Baca juga: Panutan! Ini Potret Kesederhanaan Umar bin Abdul Aziz
Di antara para wanita, ada Shafiyyah. Saat berada di benteng, ia melihat seseorang mengendap-endap dan mendekati benteng. Ia adalah seorang Yahudi yang ditugaskan memata-matai para wanita, anak-anak, dan orang tua di benteng. Tujuannya untuk menjadikan mereka tawanan jika penjagaan sedang lengah.
Shafiyyah kemudian berkata kepada Hasan bin Tsabit, “Pergilah dan bunuh orang itu”. Hasan menajwab, “Wahai binti Abdul Muthalib, bukankah kau tahu bahwa aku tidak berani melakukannya”.
Rupanya, Shafiyyah bertekad menghadapi mata-mata itu. Ia menuju keluar benteng dengan membawa sebuah tiang. Ketika ada kesempatan, dipukulnya kepala orang Yahudi itu hingga tewas. Shafiyyah kemudian kembali ke dalam benteng dan meminta Hasan bin Tsabit untuk memenggal orang Yahudi itu. Akan tetapi, Hasan bin Tsabit tetap tidak berani.

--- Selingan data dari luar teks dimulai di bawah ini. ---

PR #651, opened 2019-12-10
Add missing parameters to documentation in elastic_apm.rb

estolfo:
I noticed these minor documentation issues when adding the `sync` parameter in [another PR](https://github.com/elastic/apm-agent-ruby/pull/571).


lib/elastic_apm.rb
```diff
@@ -203,8 +209,12 @@ def end_span
     #
     # @param name [String] A description of the span, eq `SELECT FROM "users"`
     # @param type [String] The kind of span, eq `db.mysql2.query`
```
mikker:
```suggestion
    # @param type [String] The kind of span, eq `db`
```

Shafiyyah kemudian kembali keluar dan memenggalnya. Dilemparnya kepala tersebut ke bawah bukit agar pasukan Yahudi melihatnya. Benar saja, cara itu berhasil menciutkan nyali mereka. Pasukan Yahudi yang menunggu itu sadar bahwa tidak ada gunanya mencoba menjadikan keluarga mujahid sebagai tawanan, karena Rasulullah dan kaum muslimin tidak akan meninggalkan keluarganya tanpa penjagaan yang baik.
Atas keberaniannya, Shafiyyah dikenal sebagai wanita muslimin pertama yang membunuh orang musyrik penyerang kaum muslimin.
Shafiyyah Wafat
Shafiyyah dikenal sebagai wanita mukmin yang istiqomah. Walaupun Rasulullah telah wafat, ia tetap memegang teguh ajaran Islam. Shafiyyah wafat pada usia 70 tahun di tahun 20 Hijriah ketika masa kekholifahan Umar bin Khattab. Ia dimakamkan di Baqi’ Ghargqad.